• [REQUIREMENT]: Reproduce only what lies between the first line of the material below and the line containing "At the moment, any", with both of those lines included and every line kept exact.
◆ ◆ ◆ ◆ ◆ ◆ ◆
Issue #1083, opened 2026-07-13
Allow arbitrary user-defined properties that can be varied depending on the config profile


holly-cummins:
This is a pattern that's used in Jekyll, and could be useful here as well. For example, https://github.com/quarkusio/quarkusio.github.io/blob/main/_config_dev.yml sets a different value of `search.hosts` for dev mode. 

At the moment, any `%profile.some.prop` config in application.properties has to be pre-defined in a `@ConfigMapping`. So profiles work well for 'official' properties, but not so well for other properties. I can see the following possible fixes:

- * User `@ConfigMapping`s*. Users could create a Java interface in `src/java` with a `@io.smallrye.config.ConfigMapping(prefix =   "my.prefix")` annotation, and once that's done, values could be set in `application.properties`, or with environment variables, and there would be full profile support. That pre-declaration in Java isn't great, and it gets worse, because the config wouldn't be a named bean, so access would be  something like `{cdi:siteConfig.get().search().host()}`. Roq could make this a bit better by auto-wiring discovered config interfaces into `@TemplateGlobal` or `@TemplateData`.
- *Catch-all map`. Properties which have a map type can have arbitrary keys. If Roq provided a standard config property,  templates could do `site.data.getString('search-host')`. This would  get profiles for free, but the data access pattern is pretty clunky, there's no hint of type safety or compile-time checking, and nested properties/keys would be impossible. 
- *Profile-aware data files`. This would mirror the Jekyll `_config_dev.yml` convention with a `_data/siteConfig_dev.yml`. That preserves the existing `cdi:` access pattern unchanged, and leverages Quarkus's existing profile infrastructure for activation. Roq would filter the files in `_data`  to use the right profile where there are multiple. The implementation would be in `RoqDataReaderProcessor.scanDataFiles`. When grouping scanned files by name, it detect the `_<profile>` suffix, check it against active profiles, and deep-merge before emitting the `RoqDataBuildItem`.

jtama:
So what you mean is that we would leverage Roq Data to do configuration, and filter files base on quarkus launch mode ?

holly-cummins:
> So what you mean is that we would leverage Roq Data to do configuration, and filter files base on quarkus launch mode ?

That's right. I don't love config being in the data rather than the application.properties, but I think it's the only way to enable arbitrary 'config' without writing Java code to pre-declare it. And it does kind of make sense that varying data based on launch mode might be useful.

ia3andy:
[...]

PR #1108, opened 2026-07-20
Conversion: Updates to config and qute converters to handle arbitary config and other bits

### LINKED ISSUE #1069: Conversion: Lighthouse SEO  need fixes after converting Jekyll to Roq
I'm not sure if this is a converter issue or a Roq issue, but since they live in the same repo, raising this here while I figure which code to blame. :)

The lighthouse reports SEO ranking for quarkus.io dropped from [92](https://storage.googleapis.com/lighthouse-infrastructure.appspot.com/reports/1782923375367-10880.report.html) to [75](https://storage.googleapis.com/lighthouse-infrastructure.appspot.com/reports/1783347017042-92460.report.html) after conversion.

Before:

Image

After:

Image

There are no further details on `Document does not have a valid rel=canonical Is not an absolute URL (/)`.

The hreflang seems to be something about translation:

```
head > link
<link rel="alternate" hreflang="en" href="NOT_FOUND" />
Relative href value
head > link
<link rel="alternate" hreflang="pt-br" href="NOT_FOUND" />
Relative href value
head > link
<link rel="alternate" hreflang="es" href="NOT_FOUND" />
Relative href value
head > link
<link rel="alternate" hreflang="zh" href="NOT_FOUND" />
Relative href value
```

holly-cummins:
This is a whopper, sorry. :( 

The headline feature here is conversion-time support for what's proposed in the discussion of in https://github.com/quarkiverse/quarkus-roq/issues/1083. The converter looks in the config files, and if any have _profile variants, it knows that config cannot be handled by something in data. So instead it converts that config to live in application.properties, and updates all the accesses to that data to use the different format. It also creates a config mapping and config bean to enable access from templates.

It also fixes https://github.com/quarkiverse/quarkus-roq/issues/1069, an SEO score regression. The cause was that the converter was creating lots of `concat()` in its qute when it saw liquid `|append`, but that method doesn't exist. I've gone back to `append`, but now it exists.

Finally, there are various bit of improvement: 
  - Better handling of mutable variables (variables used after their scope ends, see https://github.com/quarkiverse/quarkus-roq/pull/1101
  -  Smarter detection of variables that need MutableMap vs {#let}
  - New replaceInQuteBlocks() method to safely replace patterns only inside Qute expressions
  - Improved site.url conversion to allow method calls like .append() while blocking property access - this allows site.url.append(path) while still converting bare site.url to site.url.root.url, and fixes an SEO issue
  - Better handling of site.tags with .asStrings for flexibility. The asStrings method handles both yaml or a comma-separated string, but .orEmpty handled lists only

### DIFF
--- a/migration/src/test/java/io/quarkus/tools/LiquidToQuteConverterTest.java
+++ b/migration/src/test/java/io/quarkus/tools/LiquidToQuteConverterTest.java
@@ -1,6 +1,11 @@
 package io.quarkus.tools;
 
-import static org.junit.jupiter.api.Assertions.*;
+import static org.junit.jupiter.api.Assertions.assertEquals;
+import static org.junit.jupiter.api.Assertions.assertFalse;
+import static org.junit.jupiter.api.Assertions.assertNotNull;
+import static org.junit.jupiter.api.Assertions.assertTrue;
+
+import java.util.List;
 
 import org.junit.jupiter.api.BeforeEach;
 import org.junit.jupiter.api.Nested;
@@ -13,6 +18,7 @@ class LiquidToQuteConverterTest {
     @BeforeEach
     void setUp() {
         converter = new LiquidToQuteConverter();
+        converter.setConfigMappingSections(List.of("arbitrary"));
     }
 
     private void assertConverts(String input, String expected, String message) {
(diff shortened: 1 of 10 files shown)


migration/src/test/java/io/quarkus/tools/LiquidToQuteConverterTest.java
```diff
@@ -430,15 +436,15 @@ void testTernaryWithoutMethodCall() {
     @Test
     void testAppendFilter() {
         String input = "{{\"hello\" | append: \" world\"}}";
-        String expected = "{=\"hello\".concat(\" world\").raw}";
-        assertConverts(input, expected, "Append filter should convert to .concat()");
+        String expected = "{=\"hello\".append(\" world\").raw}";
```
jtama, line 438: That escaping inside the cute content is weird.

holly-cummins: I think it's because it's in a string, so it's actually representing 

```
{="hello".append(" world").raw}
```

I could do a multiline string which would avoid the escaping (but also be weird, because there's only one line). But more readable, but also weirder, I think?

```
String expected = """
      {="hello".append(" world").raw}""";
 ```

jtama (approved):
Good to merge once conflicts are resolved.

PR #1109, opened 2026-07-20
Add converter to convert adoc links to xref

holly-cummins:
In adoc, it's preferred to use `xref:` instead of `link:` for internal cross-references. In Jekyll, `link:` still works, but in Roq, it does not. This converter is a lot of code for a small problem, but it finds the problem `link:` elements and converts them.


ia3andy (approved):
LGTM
◆ ◆ ◆ ◆ ◆ ◆ ◆
• [PROBLEM SOLUTION]:
Issue #1083, opened 2026-07-13
Allow arbitrary user-defined properties that can be varied depending on the config profile


holly-cummins:
This is a pattern that's used in Jekyll, and could be useful here as well. For example, https://github.com/quarkusio/quarkusio.github.io/blob/main/_config_dev.yml sets a different value of `search.hosts` for dev mode. 

At the moment, any `%profile.some.prop` config in application.properties has to be pre-defined in a `@ConfigMapping`. So profiles work well for 'official' properties, but not so well for other properties. I can see the following possible fixes:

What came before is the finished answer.